Now that we have defined the actors and explored the code, let’s see what is happening in our consumer (the Client):
- The Client uses the registered SearchMachine instances and searches for values 1, 10, and 11.
- Afterward, Client displays to the user whether the numbers were found or not.
The Find method returns null when it does not find a value and, by extension, the IndexOf method.By running the program, we get the following output:
=============================================
Current search machine is LinearSearchMachine
The element ‘1’ was found at index 0.
The element ’10’ was found at index 1.
The element ’11’ was not found.
=============================================
Current search machine is BinarySearchMachine
The element ‘1’ was found at index 0.
The element ’10’ was found at index 9.
The element ’11’ was not found.
The preceding output shows the two algorithms at play. Both SearchMachine implementations did not contain the value 11. They both contained the values 1 and 10 placed at different positions. Here is a reminder of the values:
new LinearSearchMachine(1, 10, 5, 2, 123, 333, 4)

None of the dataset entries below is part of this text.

PR #3722, opened 2023-05-23
feat: upgrade of deserialization of RVF.

ShadowCurse:
- Rewrote deserialization method for `RegisterValueFilter`.
- Improved performance by ~75%.
- Added ability to use `_` in string representation.

running: `cargo bench --bench cpu_templates`
```bash
deserialize_cpu_template
                        time:   [5.5389 µs 5.5402 µs 5.5419 µs]
                        change: [-77.543% -77.536% -77.530%] (p = 0.00 < 0.05)
                        Performance has improved.
Found 11 outliers among 200 measurements (5.50%)
  2 (1.00%) low mild
  4 (2.00%) high mild
  5 (2.50%) high severe
```

## License Acceptance

[`CONTRIBUTING.md`][3].

## PR Checklist

---

### DIFF
--- a/src/vmm/src/cpu_config/templates.rs
+++ b/src/vmm/src/cpu_config/templates.rs
@@ -27,7 +27,6 @@ mod common_types {
 }
 
 use std::borrow::Cow;
-use std::num::ParseIntError;
 use std::result::Result;
 
 pub use common_types::*;
@@ -112,24 +111,39 @@ where
 }
 
 /// Trait for numeric types
-pub trait Numeric: Sized {
+pub trait Numeric:
+    Sized
+    + Copy
+    + PartialEq<Self>
+    + std::ops::Not<Output = Self>
+    + std::ops::BitAnd<Output = Self>
+    + std::ops::BitOr<Output = Self>
+    + std::ops::BitOrAssign<Self>
+    + std::ops::Shl<Output = Self>
+    + std::ops::AddAssign<Self>
+{
     /// Number of bits for type
     const BITS: u32;
-    /// Parse numeric type from string with given radix
-    fn from_str_radix(s: &str, radix: u32) -> Result<Self, ParseIntError>;
     /// Value of bit at pos
     fn bit(&self, pos: u32) -> bool;
+    /// Returns 0 of the type
+    fn zero() -> Self;
+    /// Returns 1 of the type
+    fn one() -> Self;
 }
 
 macro_rules! impl_numeric {
     ($type:tt) => {
         impl Numeric for $type {
             const BITS: u32 = $type::BITS;
-            fn from_str_radix(s: &str, radix: u32) -> Result<Self, ParseIntError> {
-                $type::from_str_radix(s, radix)
-            }
             fn bit(&self, pos: u32) -> bool {
                 (self & (1 << pos)) != 0
+            }
+            fn zero() -> Self {
+                0
+            }
+            fn one() -> Self {
+                1
             }
         }
     };
@@ -143,12 +157,7 @@ impl_numeric!(u128);
 
 impl<V> Serialize for RegisterValueFilter<V>
 where
-    V: Copy
-        + std::ops::Not<Output = V>
-        + std::ops::BitAnd<Output = V>
-        + std::ops::BitOr<Output = V>
-        + PartialEq<V>
-        + Numeric,
+    V: Numeric,
 {
     /// Serialize combination of value and filter into a single tri state string
     fn serialize<S>(&self, serializer: S) -> Result<S::Ok, S::Error>
@@ -179,11 +188,7 @@ where
 
 impl<'de, V> Deserialize<'de> for RegisterValueFilter<V>
 where
-    V: Copy
-        + std::ops::Not<Output = V>
-        + std::ops::BitAnd<Output = V>
-        + std::ops::BitOr<Output = V>
-        + Numeric,
+    V: Numeric,
 {
     /// Deserialize a composite bitmap string into a value pair
     /// input string: "010x"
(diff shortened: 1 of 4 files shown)


zulinx86:
> @zulinx86 Because perf tests pass I assume the delta is big enough for this improvement. I don't really think changing baselines here is necessary.

Hmm, 65% looks huge enough to me.
But this issue seems to be caused by the fact that the benchmark measure it in milliseconds granularity.
https://github.com/firecracker-microvm/firecracker/blob/main/tests/integration_tests/performance/test_cpu_template_benchmark.py#L25-L38

For future reference, I'd appreciate if you could post the benchmark result before and after the change here.

src/vmm/src/cpu_config/templates.rs
```diff
@@ -195,26 +195,65 @@ where
...
+            if c == &b'0' {
+                *c = b'1';
+            }
+        });
+        // replace 'x' => '0'
+        filter.iter_mut().for_each(|c| {
+            if c == &b'x' {
+                *c = b'0';
+            }
+        });
```
roypat, line 232: if this is perf critical, maybe
```suggestion
        // replace '0' => '1'
        filter.iter_mut().for_each(|c| {
            *c = match *c {
                b'0' => b'1',
                b'x' => b'0',
                y => y
            };
        });
```
to avoid a loop? although rustc might be clever enough to figure this out itself

src/vmm/src/cpu_config/templates.rs
```diff
@@ -195,26 +195,65 @@ where
...
+
+        // # Safety:
+        // We know that vectors contain only valid ASCII characters
+        let value = unsafe { std::str::from_utf8_unchecked(&value) };
+        // # Safety:
+        // We know that vectors contain only valid ASCII characters
+        let filter = unsafe { std::str::from_utf8_unchecked(&filter) };
+
+        let filter = V::from_str_radix(filter, 2).map_err(|err| {
```
roypat, line 247: What is the exact performance improvement from foregoing the unicode checks here? Is it quantifiable? If not, I don't see why we shouldn't use `std::str::from_utf8(&...).unwrap()` here. 

Or maybe we can operate on a char array as opposed to a byte array? The check of "is this a unicode boundary" only checks a single bit afaik, so not sure how much impact skipping that has.

roypat (commented):
Mh, is this on the hot path? I'm not very familiar with y'all's work the past few months, but I thought that the json deserialization wasn't supposed to be on the hot path and instead some optimized binary forward was used? :o

src/vmm/src/cpu_config/templates.rs
ShadowCurse: I don't think rustc will optimize it but yeah, minimizing loc seems good.

zulinx86:
> Mh, is this on the hot path? I'm not very familiar with y'all's work the past few months, but I thought that the json deserialization wasn't supposed to be on the hot path and instead some optimized binary forward was used? :o

I don't have full context behind that, but the baseline values are ~45 us on x86 and ~7.5us on aarch64.
https://github.com/firecracker-microvm/firecracker/blob/main/tests/integration_tests/performance/test_cpu_template_benchmark.py#L25-L38

Test templates are here:
- https://github.com/firecracker-microvm/firecracker/blob/main/src/vmm/src/cpu_config/x86_64/test_utils.rs
- https://github.com/firecracker-microvm/firecracker/blob/main/src/vmm/src/cpu_config/aarch64/test_utils.rs

IIUC, we don't support binary compiled CPU template in firecracker v1.4. If users need more performance, we can support binary ones in successive versions.

ShadowCurse:
> Mh, is this on the hot path? I'm not very familiar with y'all's work the past few months, but I thought that the json deserialization wasn't supposed to be on the hot path and instead some optimized binary forward was used? :o

So this whole PR was created, because I thought adding `_` as a separator would be nice in our trinary format.
The refactoring just came naturally. Why wouldn't I optimize code that I touch?

src/vmm/src/cpu_config/templates.rs
```diff
@@ -195,26 +195,62 @@ where
     where
         D: Deserializer<'de>,
     {
-        let mut bitmap_str = String::deserialize(deserializer)?;
+        let original_str = String::deserialize(deserializer)?;
```
JonathanWoollett-Light, line 198: This appears to be simply de-serializing 1 string into 2 integers, in this case I think this can be greatly simplified into something like: [playground link](https://play.rust-lang.org/?version=stable&mode=debug&edition=2021&gist=074c919a92fe2ed15682df87832baf68)
```rust
#[derive(Debug)]
struct UnknownCharacterInBitField;
impl std::fmt::Display for UnknownCharacterInBitField {
    fn fmt(&self, f: &mut std::fmt::Formatter) -> std::fmt::Result {
        write!(f, "Unknown character found in bitfield.")
    }
}
impl std::error::Error for UnknownCharacterInBitField {}

fn main() -> Result<(),Box<dyn std::error::Error>> {
    let original_str = String::from("0bx00100x0x1xxxx01xxx1xxxxxxxxxxx1");

    let stripped_str = original_str.strip_prefix("0b").unwrap_or(&original_str);

    let (mut filter,mut value) = (0u64,0u64);
    let mut i = 0;
    for s in stripped_str.as_bytes().iter().rev() {
        match s {
            b'_' => continue,
            b'x' => (),
            b'0' => {
                filter |= 1 << i;
            },
            b'1' => {
                value |= 1 << i;
            },
            _ => return Err(Box::new(UnknownCharacterInBitField)),
        }
        i += 1;
    }
    println!("filter: {filter:x}");
    println!("value:  {value:x}");
    Ok(())
}
```

src/vmm/src/cpu_config/templates.rs
```diff
@@ -195,29 +200,39 @@ where
...
 
-        if bitmap_str.starts_with("0b") {
-            bitmap_str = bitmap_str[2..].to_string();
+        if !original_str.is_ascii() {
+            return Err(D::Error::custom(format!(
+                "Failed to parse string [{}] as a bitmap - non ascii characters detected",
+                original_str,
+            )));
```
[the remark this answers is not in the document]
ShadowCurse: removed

src/vmm/src/cpu_config/templates.rs
```diff
@@ -195,29 +200,39 @@ where
...
-        let value = V::from_str_radix(value_str.as_str(), 2).map_err(|err| {
-            D::Error::custom(format!(
-                "Failed to parse string [{}] as a bitmap - {:?}",
-                bitmap_str, err
-            ))
-        })?;
+        let stripped_str = original_str.strip_prefix("0b").unwrap_or(&original_str);
 
+        let (mut filter, mut value) = (V::zero(), V::zero());
+        let mut i = V::zero();
```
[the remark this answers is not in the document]
ShadowCurse: Does this really matter if `i` is u32 or u64 or u128?

src/vmm/src/cpu_config/templates.rs
JonathanWoollett-Light: Version with improved generics https://play.rust-lang.org/?version=stable&mode=debug&edition=2021&gist=c0a7e03edb76d40e62632678785ba1e6

JonathanWoollett-Light (dismissed):

src/vmm/src/cpu_config/templates.rs
```diff
@@ -112,25 +105,40 @@ where
...
+    + std::ops::Shl<Output = Self>
+    + std::ops::AddAssign<Self>
+{
     /// Number of bits for type
     const BITS: u32;
-    /// Parse numeric type from string with given radix
-    fn from_str_radix(s: &str, radix: u32) -> Result<Self, ParseIntError>;
     /// Value of bit at pos
     fn bit(&self, pos: u32) -> bool;
+    /// Returns 1 of the type
```
zulinx86, line 123: nit
```suggestion
    /// Returns 0 of the type
```

zulinx86 (approved):

JonathanWoollett-Light (approved):

roypat (approved):

PR #3777, opened 2023-06-02
Benchmark overhaul

roypat:
## Changes

Changes the way criterion benchmarks are executed by our CI. It removes all existing, baseline-based tests, and instead adds an new test that depends on criterions statistical analysis for determining regressions. The approach here is based on what rust-vmm is doing [[1]]: We first check out the target branch against which a pull request is made, run criterion, go back to the pull request branch, and run criterion again. This will cause criterion to compare the benchmark numbers from the pull request branch against those of the base branch. 

We set a noise threshold of 5%, as running the benchmarks in CI is still very unreliable, probably due to benchmark design. However, 5% is a significantly lower threshold than what our current test uses. 

Additionally, this PR introduces the concept of "optional" CI tests. These tests will be a run in a different buildkite pipeline- (which will not block merges on failure) that will be enabled for this repository after the PR is merged. For a example of how that pipeline works, see [[3]]. For this specific test, it will print the benchmark numbers even if the test passes, to allow us to keep track of them.

Note that the new pipeline can only be enabled after this PR is merged - for now it is running from my fork, for reviewers to verify its correctness.

[1]: https://github.com/rust-vmm/rust-vmm-ci/blob/main/integration_tests/test_benchmark.py
[3]: https://buildkite.com/firecracker/firecracker-pr-optional

## Reason

Baseline-based benchmarks are a frequent cause of intermittent failures, and updating the baseline is a churn that is causing to not add more benchmarks, even if they might be useful. 

## License Acceptance

[`CONTRIBUTING.md`][3].

## PR Checklist

---


.buildkite/pipeline_pr.py
```diff
@@ -25,7 +25,7 @@ def get_changed_files(branch):
 args = COMMON_PARSER.parse_args()
 
 step_style = {
-    "command": "./tools/devtool -y test -- ../tests/integration_tests/style/",
```
pb8o, line 28: Can we make it so that this is the default? i.e. If we want to run this tests, we would have to explicitly say `-m optional`. To see how to do that, look at `conftest.py::pytest_collection_modify_items`.

Maybe `benchmarks` is a more descriptive marker name, or, why not just re-using the `nonci` marker?

tests/conftest.py
```diff
@@ -126,32 +126,6 @@ def test_with_any_microvm(test_microvm_any):
...
-    for skip_marker_name in ["nonci"]:
-        if not config.getoption(f"--{skip_marker_name}"):
-            skip_markers[skip_marker_name] = pytest.mark.skip(
-                reason=f"Skipping {skip_marker_name} test"
-            )
-
-    for item in items:
-        for skip_marker_name, skip_marker in skip_markers.items():
-            if skip_marker_name in item.keywords:
-                item.add_marker(skip_marker)
```
pb8o, line 152: Nice simplification

roypat: sadly it doesn't work :sob: there's some other fixtures that explicitly check for the --nonci marker where I couldn't find a solution - so its back to this for now

.buildkite/pipeline_perf.py
```diff
@@ -46,7 +46,7 @@ def build_group(test):
     test_path = test.pop("test_path")
     return group(
         label=test.pop("label"),
-        command=f"./tools/devtool -y test {devtool_opts} -- --nonci {test_path}",
+        command=f"./tools/devtool -y test {devtool_opts} -- -m nonci {test_path}",
```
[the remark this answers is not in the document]
roypat: Yep, those make it quite a bit harder to change this - so for now I just switched back to the old solution, and combine "--optional" with "-m optional" in the new pipeline generator script

.buildkite/pipeline_pr.py
roypat: I was thinking that the marker should be general enough to allow for any kind of "optional" test we might want to add in the future (maybe some short running perf tests that we just use to collect numbers, or some of the other tests that currently rely on us adjusting numbers). That's why I didnt go with "benchmarks". As for nonci, since the optional pipeline runs all tests that have the marker, reusing it would cause it to also run all nightly perf tests :(

tests/conftest.py
```diff
@@ -126,21 +126,19 @@ def test_with_any_microvm(test_microvm_any):
...
-def pytest_configure(config):
-    """Pytest hook - initialization"""
-    config.addinivalue_line("markers", "nonci: mark test as nonci.")
-
-
 def pytest_addoption(parser):
     """Pytest hook. Add command line options."""
     parser.addoption("--nonci", action="store_true", help="run tests marked with nonci")
+    parser.addoption(
+        "--optional", action="store_true", help="run tests marked as optional"
```
bchalios, line 133: super nit: Shall we rename this to something like "--no-block-pr", so that we do not get confused with the typical connotations of an `--optional` cli flag?

.buildkite/pipeline_pr_optional.py
```diff
@@ -0,0 +1,36 @@
...
+    "priority": DEFAULT_PRIORITY + 1,
+    "agent_tags": ["ag=1"],
+}
+defaults.update(args.step_param)
+
+optional_grp = group(
+    "❓ Optional",
+    # We need to pass both --optional and -m optional here: The first causes our custom collection hook to
+    # not skip the optional tests, while the second causes pytest to select all non-optional tests.
+    "./tools/devtool -y test -- ../tests/integration_tests/ --optional -m optional",
```
bchalios: I would add here flags for cpusets and numa nodes, similar to `pipeline_perf.py`: `-c 1-10 -m 0` to minimize variability in the tests.

src/snapshot/benches/version_map.rs
```diff
@@ -126,7 +126,7 @@ criterion_group! {
     name = benches;
     // TODO: Fix the duration below to match the required time to collect enough samples.
     // A warning message is generated by criterion while the accuracy of the test will be lower.
```
bchalios, line 128: Not sure if this TODO is relevant any more (?)

bchalios (changes requested):

.buildkite/pipeline_pr_optional.py
roypat: done! I tried limiting the cpu range more, too, but it caused hangs. I suppose it makes sense because the benchmarking process isnt the only affected by this, but rather the entire docker container

pb8o (approved):

bchalios (approved):

bchalios (approved):

pb8o (approved):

new BinarySearchMachine(1, 2, 3, 4, 5, 6, 7, 8, 9, 10)
The consumer was iterating the SearchMachine registered with the IoC container. The base class implements the IndexOf but delegates the search (Find) algorithm to the subclasses. The preceding output shows that each SearchMachine could execute the expected task by implementing only the Find piece of the algorithm.And voilà! We have covered the Template Method pattern, as easy as that. Of course, our algorithm was trivial, but the concept remains.To ensure the correctness of the implementation, I also created two tests, one per class. Here’s a test for the LinearSearchMachine class:
namespace TemplateMethod;
public class LinearSearchMachineTest
{
public class IndexOf
{
[Theory]
[InlineData(1, 0)]
[InlineData(2, 4)]
[InlineData(3, 2)]
[InlineData(7, null)]
public void Should_return_the_expected_result(
int value, int?
expectedIndex)
{
// Arrange
var sorter = new LinearSearchMachine(1, 5, 3, 4, 2);
// Act
var index = sorter.IndexOf(value);
// Assert
Assert.Equal(expectedIndex, index);
}
}
}
The preceding test ensures that the correct values are found or not by the IndexOf method of the LinearSearchMachine class.Next is a similar test for the BinarySearchMachine class:
namespace TemplateMethod;
public class BinarySearchMachineTest
{
public class IndexOf
{
[Theory]
[InlineData(1, 0)]
[InlineData(8, 5)]
[InlineData(3, 2)]
[InlineData(7, null)]
public void Should_return_the_expected_result(int value, int?
expectedIndex)
{
// Arrange
var sorter = new BinarySearchMachine(1, 2, 3, 4, 5, 8);
// Act
var index = sorter.IndexOf(value);
// Assert
Assert.Equal(expectedIndex, index);
}
}
}
The preceding test does a similar job of ensuring that the correct values are found or not by the IndexOf method of the BinarySearchMachine class.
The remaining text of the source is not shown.